Start Reading The Shift

Paperback Book Launch…


What comes to mind when you think of Pittsburgh?

Bridges, of course, and nice people–real people–that strange accent, more great culture than I would have thought possible in a city of this size, and all the trees. I love my adopted city.

What books are on your nightstand?

Edith Pearlman’s Honeydew. I’ve read all but the last two stories–I’m saving them. Also, The Secret History of Wonder Woman by Jill Lepore; Can’t We Talk About Something More Pleasant by Roz Chast: Gloria Steinem’s My Life on the Road; and Banjo by Claude McKay.
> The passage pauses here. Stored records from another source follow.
PR #1145, opened 2019-10-29
fix(rich-text-input): dropdown focus bug

montezume:
#### Summary

The bug has to do with calling editor.focus() on any event propagated up to the Toolbar. The inline comment should explain the bug and the fix.

#### Before
before

#### After

after

### DIFF
--- a/src/components/internals/rich-text-body/rich-text-body.js
+++ b/src/components/internals/rich-text-body/rich-text-body.js
@@ -258,7 +258,7 @@ const RichTextEditorBody = React.forwardRef((props, ref) => {
     // if clicking on a dropdown, we need to both focus the RichTextInput
     // and open the dropdown.
     // if we don't use setTimeout, our dropdown opening will be hijacked by the
-    // editors rerendering.
+    // editors rerendering. (a so called `race condition`)
     // the reason we keep this here, is because any onClick from our dropdown or our mark buttons
     // will propogate to here.
     if (!props.editor.value.selection.isFocused) {
--- a/src/components/internals/rich-text-body/rich-text-body.js
+++ b/src/components/internals/rich-text-body/rich-text-body.js
@@ -252,6 +252,20 @@ const RichTextEditorBody = React.forwardRef((props, ref) => {
     );
   }
 
+  const { focus } = props.editor;
+
+  const onToolbarClick = React.useCallback(() => {
+    // if clicking on a dropdown, we need to both focus the RichTextInput
+    // and open the dropdown.
+    // if we don't use setTimeout, our dropdown opening will be hijacked by the
+    // editors rerendering.
+    // the reason we keep this here, is because any onClick from our dropdown or our mark buttons
+    // will propogate to here.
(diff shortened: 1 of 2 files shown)


src/components/internals/rich-text-body/rich-text-body.js
```diff
@@ -252,6 +252,20 @@ const RichTextEditorBody = React.forwardRef((props, ref) => {
...
+
+  const onToolbarClick = React.useCallback(() => {
+    // if clicking on a dropdown, we need to both focus the RichTextInput
+    // and open the dropdown.
+    // if we don't use setTimeout, our dropdown opening will be hijacked by the
+    // editors rerendering.
+    // the reason we keep this here, is because any onClick from our dropdown or our mark buttons
+    // will propogate to here.
+    if (!props.editor.value.selection.isFocused) {
+      setTimeout(focus, 0);
```
montezume: setTimeout allows our dropdown button onClick to "win" the race condition

jonnybel: Just curious, would this also work with `setImmediate(focus)` instead of `setTimeout(focus, 0)`? If so, it should be slightly more performant.

tdeekens: CleanShot 2019-10-29 at 14 03 11@2x

tdeekens: So we want the focus to happen on the next tick essentially?

montezume: @tdeekens yeah. There are lots of questions like this in the Slate slack channel. Usually people recommend to use setTimeout.

montezume: https://caniuse.com/#feat=setimmediate

montezume: I would not use it.

montezume: Screen Shot 2019-10-29 at 2 06 20 PM
No chrome support

montezume: Screen Shot 2019-10-29 at 2 06 51 PM
No Chrome support...

montezume: I also wouldn't worry about performance. This only happens when 

A) The editor is out of focus
B) The user clicks on a mark button or a dropdown button.

montezume:
Percy passing 😌

src/components/internals/rich-text-body/rich-text-body.js
tdeekens: Also like `const = scheduleFocusAfter...` would also be cool.

montezume: Err, I added like 5 lines of comments? I can add more...

jonnybel: Oh wow, I had a completely wrong idea about `setImmediate` on the browser 🤦‍♂ This ain't node 😅

PR #1147, opened 2019-10-31
feat(field-label): add tone

tdeekens:
#### Summary

This pull request adds the `tone` prop to the `<FieldLabel /`.

#### Description

We refactored parts of the MC to use the FieldLabel. Good stuff. However, the FieldLabel is also used in things like table headers. There the background is dark. As a result we would need the tone to be inverted.

Noticing that the label already accepts a tone I felt we can just forward that.


tdeekens:
Sorry for not creating an issue first but the time on the issue write up felt the same as implementing it :)

src/components/field-label/field-label.visualroute.js
```diff
@@ -58,5 +58,8 @@ export const component = () => (
         horizontalConstraint="m"
       />
     </Spec>
+    <Spec label="with inverted tone">
+      <FieldLabel title="Hello" hasRequiredIndicator={true} tone="invereted" />
```
jonnybel:
```suggestion
      <FieldLabel title="Hello" hasRequiredIndicator={true} tone="inverted" />
```

tdeekens: Thanks. I feel I mistype every third word. I need some pro keyboard. Something with Cherry clicks and stuffs.

jonnybel:
We can also pass a `Text` component to the `title` of FieldLabel and set the tone there, so I'm wondering if we actually need this prop here 🤔

tdeekens:
Yeah just felt like maybe too much wrapping. Somehow I felt that label and fieldlabel should somehow share the same props to influence their look.

src/components/field-label/README.md
```diff
@@ -55,6 +55,7 @@ The `hintIcon` also accepts a custom `color` while defaulting to `warning` in th
...
 | `description`          | `string` or `node` |    -     | -                            | -       | Provides a description for the title.                                                                                                                                                                                                                                 |
 | `onInfoButtonClick`    | `function`         |    -     | -                            | -       | Function called when info button is pressed. Info button will only be visible when this prop is passed.                                                                                                                                                               |
+| `tone`                 | `string`           |    -     | `['primary', 'inverted']`    | \_      | Indicates the tone to be applied to the label                                                                                                                                                                                                                         |
```
jonnybel:
```suggestion
| `tone`                 | `string`           |    -     | `['primary', 'inverted']`    |  _      | Indicates the tone to be applied to the label                                                                                                                                                                                                                         |
```

tdeekens:
Do visual specs have the ability to deal with white text? Do invert the colour of their canvas?

montezume:
@tdeekens yes, check other examples. `text-input.visualroute` has one.

montezume:
We can already do this on master. Is that what you are trying to do?
Screen Shot 2019-10-31 at 1 03 29 PM

tdeekens:
CleanShot 2019-10-31 at 13 11 05@2x

I need to achive that this is white. How do you suggest moving forward to do so?

montezume:
```js

const invertedTheme = {
  colorSolid: vars.colorSurface,
  colorSurface: vars.colorSolid,
};
<ThemeProvider theme={invertedTheme}><FieldLabel title="Return quantity" /></ThemeProvider>

```

montezume:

My son read McKay’s book in his college English class and thought I would like it; it’s about music, race, slavery, and belonging, I think.

Is there a book you’d like to see made into a film?

Ooooh! What a fun question. Remembrance of Things Past, by Marcel Proust. It would be the longest, most beautiful movie ever. But maybe not enough happens…

Who would you most want to share a plate of pierogis with?

Jeff Romoff, UPMC CEO. I’d like to tell him that he could still be a very rich man without nickel and diming the people of Pittsburgh over wages and access to health care.